Saved data entries:
#####

PR #370, opened 2025-04-29
Add debuging methods to the solver

Saelyos:
No user facing changes, this PR add some solver methods for debugging purpose.

### DIFF
--- a/roseau/load_flow/_solvers.py
+++ b/roseau/load_flow/_solvers.py
@@ -4,11 +4,12 @@ import warnings
 from abc import ABC, abstractmethod
 from typing import TYPE_CHECKING, Generic
 
+import numpy as np
 from typing_extensions import TypeVar
 
 from roseau.load_flow.exceptions import RoseauLoadFlowException, RoseauLoadFlowExceptionCode
 from roseau.load_flow.license import activate_license, get_license
-from roseau.load_flow.typing import FloatArray, FloatMatrix, JsonDict, Solver
+from roseau.load_flow.typing import FloatArray, FloatArrayLike1D, FloatMatrix, JsonDict, Solver
 from roseau.load_flow.utils import find_stack_level
 from roseau.load_flow_engine.cy_engine import (
     CyAbstractNewton,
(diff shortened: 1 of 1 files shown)


alihamdan (approved):

roseau/load_flow/_solvers.py
```diff
@@ -162,9 +163,24 @@ def save_matrix(self, prefix: str) -> None:
         """
         raise NotImplementedError(f"save_matrix() is not implemented for solver {self.name!r}.")
 
-    def current_jacobian(self) -> FloatMatrix:
+    def jacobian(self) -> FloatMatrix:
```
alihamdan, line 166: Would this be better as a property similar to other properties?

roseau/load_flow/_solvers.py
```diff
@@ -162,9 +163,24 @@ def save_matrix(self, prefix: str) -> None:
...
+
+    @variables.setter
+    def variables(self, variables: FloatArrayLike1D) -> None:
+        """Set the independent variables (useful for debugging)."""
+        self._cy_solver.set_variables(np.array(variables, dtype=np.float64))
+
+    @property
+    def residuals(self) -> FloatArray:
+        """Get the residuals of the current iteration (useful for debugging)."""
+        raise NotImplementedError(f"residuals() is not implemented for solver {self.name!r}.")
```
alihamdan, line 183: One more minor thing, since this is a property
```suggestion
        raise NotImplementedError(f"residuals is not implemented for solver {self.name!r}.")
```

roseau/load_flow/_solvers.py
Saelyos: The difference is that this method can be really slow on large networks as it is computing a non-sparse version of the jacobian (with complexity O(n²)). I don't know if it is specific to my debugger, but it tends to compute all the properties when looking at an object so I didn't want to have a slowdown for this. Anyway I have a feeling that properties shouldn't be used for something not immediate that requires heavy computations.

PR #372, opened 2025-04-30
[single] Performance improvements

alihamdan:
Use faster methods to get scalar C++ results and a few minor improvements. This makes hosting capacity calculation from 25% faster for small networks to 300% faster for larger networks.

### DIFF
--- a/roseau/load_flow_single/models/branches.py
+++ b/roseau/load_flow_single/models/branches.py
@@ -1,8 +1,8 @@
 import logging
+import math
 import warnings
 from typing import Self
 
-import numpy as np
 from shapely.geometry.base import BaseGeometry
 from typing_extensions import TypeVar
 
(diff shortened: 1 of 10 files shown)


roseau/load_flow_single/models/branches.py
```diff
@@ -83,7 +83,7 @@ def _check_same_voltage_level(self) -> None:
         if (
             self.bus1._nominal_voltage is not None
             and self.bus2._nominal_voltage is not None
-            and not np.isclose(self.bus1._nominal_voltage, self.bus2._nominal_voltage)
+            and not math.isclose(self.bus1._nominal_voltage, self.bus2._nominal_voltage)
```
alihamdan, line 86: This is minor but math/cmath `isclose` are 60x faster than numpy's and they work with numpy scalars.

roseau/load_flow_single/network.py
```diff
@@ -993,15 +993,13 @@ def _propagate_voltages(self) -> None:
 
     def _get_starting_voltage(self) -> tuple[complex, VoltageSource]:
```
alihamdan, line 994: Simplified as the old logic was needed with multiphase networks only. Here there is no need to create a sorted list.

Issue #346, opened 2025-03-06
BUG: [single] Segfault when adding a line with shunt components to an existing network


alihamdan:
```python
import roseau.load_flow_single as rlfs

bus = rlfs.Bus("Bus")
rlfs.VoltageSource("Source", bus=bus, voltage=20e3)
en = rlfs.ElectricalNetwork.from_element(bus)
bus_new = rlfs.Bus("New Bus")
lp = rlfs.LineParameters("LP with shunt", z_line=0.1 + 0.1j, y_shunt=0.01j)
line_new = rlfs.Line("New Line", bus1=bus, bus2=bus_new, parameters=lp, length=0.1)  # <- segfault here
```

The segfault is triggered when connecting the (internal) ground to the new line.

alihamdan:
This happens because `en._connect_element` gets called before the `_cy_element` of the line is created. So, on this line `self._ground.connect(element._cy_element, [(0, 2)])` the ground is being connected to `None`.

PR #374, opened 2025-05-06
Refactor network and element classes

alihamdan:
- User facing changes:
  - Rename `ElectricalNetwork.from_dgs` to `from_dgs_file` and add `ElectricalNetwork.from_dgs_dict`. The old method is deprecated.
- Internal changes:
  - Refactor common parts of electrical network classes into an abstract base class.
  - Refactor common parts of element classes into an abstract base class.
  - Streamline abstract classes handling
  - Avoid setting `_cy_element` to `None` and prefer deleting the disconnected object to avoid segfaults similar to #346
  - Emit a clear error when mixing rlf and rlfs objects


benoit9126 (approved):

Saelyos (changes requested):
I'm not sure of the use of `self._elements_by_type["bus/..."]` compared to accessing directly `self.buses/...`, but I guess it is easier in some cases

Saelyos (approved):

PR #387, opened 2025-07-15
Stop reformatting arrays in json output

alihamdan:
It is not needed anymore as we use biome to format the json files. This also improves stability of json serialization because arbitrary strings can be used as element IDs which could fool the regular expression.

Also change `dumps` to `dump` for slightly better memory efficiency as it does the writing in chunks.

### DIFF
--- a/roseau/load_flow/utils/mixins.py
+++ b/roseau/load_flow/utils/mixins.py
@@ -171,14 +171,9 @@ class JsonMixin(metaclass=ABCMeta):
             The expanded and resolved path of the written file.
         """
         res = self.to_dict(include_results=include_results)
-        output = json.dumps(res, ensure_ascii=False, indent=2, default=_json_encoder_default)
-        # Collapse multi-line arrays of 2-to-4 elements into single line
-        # e.g complex value represented as [real, imag] or rows of the z_line matrix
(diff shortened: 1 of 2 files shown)


roseau/load_flow/utils/mixins.py
```diff
@@ -171,14 +171,9 @@ def to_json(self, path: StrPath, *, include_results: bool = True) -> Path:
...
-        output = json.dumps(res, ensure_ascii=False, indent=2, default=_json_encoder_default)
-        # Collapse multi-line arrays of 2-to-4 elements into single line
-        # e.g complex value represented as [real, imag] or rows of the z_line matrix
-        output = re.sub(r"\[(?:\s+(\S+,))?(?:\s+?( \S+,))??(?:\s+?( \S+,))??\s+?( \S+)\s+]", r"[\1\2\3\4]", output)
-        if not output.endswith("\n"):
-            output += "\n"
         path = Path(path).expanduser().resolve()
-        path.write_text(output)
+        with path.open("w", encoding="utf-8") as fp:
+            json.dump(res, fp, ensure_ascii=False, indent=2, default=_json_encoder_default)
```
benoit9126, line 176: It is maybe time to use `orjson`?

benoit9126 (approved):

roseau/load_flow/utils/mixins.py
alihamdan: I am planning to add support for orjson later as an optional, used by default if installed, json engine.

PR #392, opened 2025-07-22
Fix disconnecting loads and sources

alihamdan:
The following changes are made:
- Disconnect a ground connection of a load or source when the load or source is disconnected from the network
- Raise a clear error message when accessing any result of a disconnected element
- Add `is_disconnected` property to loads, sources and ground connections to check if the element is disconnected
- In the future, accessing the bus of a disconnected load or source will return the original bus instead of `None`. Use `is_disconnected` to check if the load or source is disconnected.

About changing the bus to no longer be `None` for disconnected elements, I find myself needing to access the bus in many cases mainly to connect another element to it. The new behavior works well as it guarantees a clear error message when the user tries to access the results of a disconnected element while keeping access to its bus.

### DIFF
--- a/roseau/load_flow/models/connectables.py
+++ b/roseau/load_flow/models/connectables.py
@@ -77,11 +77,7 @@ class AbstractConnectable(AbstractTerminal[_CyE_co], ABC):
         self._res_currents: ComplexArray | None = None
 
     def __repr__(self) -> str:
-        args = [
-            f"id={self.id!r}",
-            f"bus={repr(self.bus.id) if self.bus is not None else '<disconnected>'}",
-            f"phases={self.phases!r}",
-        ]
+        args = [f"id={self.id!r}", f"bus={self.bus.id!r}", f"phases={self.phases!r}"]
         if self._connect_neutral is not None:
             args.append(f"connect_neutral={self._connect_neutral!r}")
         side = f"-{self._side_value}" if self._side_value is not None else ""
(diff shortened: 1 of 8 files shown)


roseau/load_flow/models/connectables.py
```diff
@@ -77,11 +77,7 @@ def __init__(
         self._res_currents: ComplexArray | None = None
 
     def __repr__(self) -> str:
-        args = [
-            f"id={self.id!r}",
-            f"bus={repr(self.bus.id) if self.bus is not None else '<disconnected>'}",
-            f"phases={self.phases!r}",
-        ]
+        args = [f"id={self.id!r}", f"bus={self.bus.id!r}", f"phases={self.phases!r}"]
```
benoit9126, line 80: The `self.bus.id` will fail is the load is disconnected as long as the `bus` property retrieves `None` in this case.

roseau/load_flow_single/models/connectables.py
```diff
@@ -43,7 +43,7 @@ def __init__(self, id: Id, bus: Bus, *, n: int, side: Side | None = None) -> Non
         self._res_current: complex | None = None
 
     def __repr__(self) -> str:
-        args = [f"id={self.id!r}", f"bus={repr(self.bus.id) if self.bus is not None else '<disconnected>'}"]
+        args = [f"id={self.id!r}", f"bus={self.bus.id!r}"]
```
benoit9126, line 46: idem

benoit9126 (changes requested):
Two small changes are required as long as the `bus` property may retrieve `None`

benoit9126 (approved):

PR #399, opened 2025-07-31
Add popup and search to interactive map plots

alihamdan:
Also fix a bug introduced in #395 when there are lines with heterogeneous parameters (like a different neutral section) where folium receives a numpy array instead of a list and raises.


roseau/load_flow/plotting.py
```diff
@@ -371,7 +387,7 @@ def _scalar_if_unique(value):
             unique = np.unique(value)
             if unique.size == 1:
                 return unique.item()
-            return value
+            return value.tolist()
```
alihamdan, line 390: This fixes the bug mentioned in the PR description

alihamdan:
A preview of the added features:
image

Saelyos (approved):

PR #411, opened 2025-09-25
[single] Performance improvements of setters

Saelyos:
Use faster methods to update the parameters of loads, lines and voltage sources. This makes the updating about 10%~15% faster.


alihamdan (commented):
So here you only change the "update" methods but still require arrays when creating the cython elements? Would it make sense to allow passing scalars when creating the cython elements as well or for example when setting initial potentials of cython voltage sources? or perhaps is it not worth it in terms of performance.

alihamdan:
On a second thought, I think at least `initialize_potentials` would be good to improve as it is called a lot when propagating the voltages of the network.

PR #418, opened 2025-12-03
Improve interactive map plots

alihamdan:
Many improvements to the styles of interactive map plots:

  - Different voltage levels are represented with different marker sizes and line widths. Nominal voltages are used to
    determine the voltage levels automatically. If nominal voltages are not available, they are inferred from the
    transformers and sources
  - Underground lines are dashed while other lines are solid including lines with unknown line type
  - Transformers are now represented with a square icon with a divider in the middle and with both HV and LV buses
    information in the tooltip and popup
  - Sourcers are represented with a bigger square icon
  - If the new parameter `fit_bounds` is set to `True` (default), the bounds of the map will be automatically adjusted
    using `folium.FitOverlays` to fit the network elements.

  Note that the markers of buses, transformers and sources now use the `folium.DivIcon` icon which means the style
  function must now return a style dictionary of the form `{'html': ...}` for these elements.

### DIFF
--- a/.github/workflows/ci.yml
+++ b/.github/workflows/ci.yml
@@ -14,10 +14,6 @@ on:
       - "doc/**"
       - ".vscode/**"
 
-concurrency:
-  group: ci-${{ github.ref }}
-  cancel-in-progress: false
-
 env:
   CI: true
   UV_SYSTEM_PYTHON: 1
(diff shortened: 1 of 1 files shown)


Saelyos (approved):
Thanks for the modification, LGTM now

benoit9126 (approved):

Issue #435, opened 2026-01-07
BUG: `rlf.LineParameters.to_sym()` should perform Kron's reduction for 4-wire lines


alihamdan:
When converting to symmetrical components we eliminate the neutral so we need to perform a correction for the impedance using Kron's reduction.

This works fine in rlfs because rlfs is only concerned by the positive-sequence parameters but this means that zero-sequence parameters for 4-wire lines are not correct.

Issue #422, opened 2025-12-10
ENH: Add LV cables to the catalogue


alihamdan:
Example: https://www.nexans.ma/.rest/eservice/dam/v1/file/246839/Catalogue%20BT_Nexans.pdf

Issue #298, opened 2024-12-05
ENH: A function to plot the voltage profile of a network


alihamdan:
The idea is to have a graphic representation of the voltage levels in the whole network. We start from an initial node and walk the graph of the network from this node. The user will be able to choose the initial node, by default we choose a bus having a voltage source. The resulting graphic would show the voltage level on the y-axis in p.u. (or in percent) and the distance on the x-axis (in km).

PR #438, opened 2026-01-21
Version 0.14.0

benoit9126:
This version 0.14.0 has some major improvements! Please note that some deprecated functions, packages and attributes have been removed in this version.

**Changelog**

- #435 #436 Add `rlf.converters.kron_reduction` function to perform Kron reduction on any nxn matrix reducing it to an (n-1)x(n-1) matrix by eliminating the last row and column. Also add `eliminate_neutral` parameter to   `rlf.LineParameters.to_sym` to optionally eliminate the neutral conductor using Kron's reduction when converting line parameters to symmetrical components.

- #434 #422 Add LV line parameters to the catalogue (e.g. `U_AL_3x150+70`). You can get all added LV lines with `rlf.LineParameters.get_catalogue(r"^[UOT]_[A-Z]+_3x(\d+)\+(\d+(?:\.\d+)?)$")`.

- #429 #298 Add `rlf.plotting.voltage_profile` function to plot the voltage profile of a network. The function returns an object with `plot_matplotlib()` and `plot_plotly()` methods to create plots using Matplotlib or Plotly respectively.

- #427 Add missing transformer tap to the edge data in the graph generated by `ElectricalNetwork.to_graph`.

- #426 Add `rlf.plotting.plot_results_interactive_map` for plotting a network with load flow results on an
  interactive map. Buses are colored according to their voltage levels and lines are colored according to their loading
  levels.

- #425 Enforce the following deprecations:

  - The `side` parameter of `rlf.GroundConnection`, `rlf.plotting.plot_voltage_phasors` and
    `rlf.plotting.plot_symmetrical_voltages` is removed. Pass a branch side directly instead (e.g.
    `rlf.GroundConnection(ground=ground, element=transformer.side_hv)`).
  - The `potentials` attribute and constructor parameter of `Bus` is removed. Use `initial_potentials` instead.
  - The `bus` of a disconnected load or source no longer returns `None`. Use the new `is_disconnected` property to check
    if the load or source is disconnected.
  - The `phase` parameter of `rlf.PotentialRef` is removed. Use `phases` instead.
  - The `res_voltages_hv` and `res_voltages_lv` attributes of `rlf.Transformer` are removed. Use `<side>.res_voltages` instead.
  - Deprecated names in `rlf.constants`, `rlf.types` and `rlf.sym` modules are removed.
  - Deprecated modules in the `rlf.utils` package are removed. This package is for internal use only and should not be considered stable.

- #421 Improve initial voltage guesses in the Newton algorithm for networks involving delta connected sources.

- #419 #420 Require Python 3.12 or newer and bump the minimum supported versions of some dependencies per [SPEC-0](https://scientific-python.org/specs/spec-0000/).

- #418 Many improvements to the styles of interactive map plots:

  - Different voltage levels are represented with different marker sizes and line widths. Nominal voltages are used to
    determine the voltage levels automatically. If nominal voltages are not available, they are inferred from the
    transformers and sources
  - Underground lines are dashed while other lines are solid including lines with unknown line type
  - Transformers are now represented with a square icon with a divider in the middle and with both HV and LV buses
    information in the tooltip and popup
  - Sourcers are represented with a bigger square icon
  - If the new parameter `fit_bounds` is set to `True` (default), the bounds of the map will be automatically adjusted
    using `folium.FitOverlays` to fit the network elements.

  Note that the markers of buses, transformers and sources now use the `folium.DivIcon` icon which means the style
  function must now return a style dictionary of the form `{'html': ...}` for these elements.

- #413 Restore bus and layers to the layer control in the interactive map plot. This was broken in version 0.13.0.

- #404 Fix filtering catalogues using compiled regular expressions with newer versions of pandas.

### DIFF
--- a/doc/Changelog.md
+++ b/doc/Changelog.md
@@ -44,7 +44,7 @@ og:description: See what's new in the latest release of Roseau Load Flow !
   - The `side` parameter of `rlf.GroundConnection`, `rlf.plotting.plot_voltage_phasors` and
     `rlf.plotting.plot_symmetrical_voltages` is removed. Pass a branch side directly instead (e.g.
     `rlf.GroundConnection(ground=ground, element=transformer.side_hv)`).
-  - The `potentials` attribute and and constructor parameter of `Bus` is removed. Use `initial_potentials` instead.
+  - The `potentials` attribute and constructor parameter of `Bus` is removed. Use `initial_potentials` instead.
   - The `bus` of a disconnected load or source no longer returns `None`. Use the new `is_disconnected` property to check
     if the load or source is disconnected.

#####

▶ TASK REQUIREMENTS:
Check each line of the entries for "output" and copy those that have it.

▶ SOLUTION FOR THIS PROBLEM:
Stop reformatting arrays in json output
-        output = json.dumps(res, ensure_ascii=False, indent=2, default=_json_encoder_default)
-        output = json.dumps(res, ensure_ascii=False, indent=2, default=_json_encoder_default)
-        output = re.sub(r"\[(?:\s+(\S+,))?(?:\s+?( \S+,))??(?:\s+?( \S+,))??\s+?( \S+)\s+]", r"[\1\2\3\4]", output)
-        if not output.endswith("\n"):
-            output += "\n"
-        path.write_text(output)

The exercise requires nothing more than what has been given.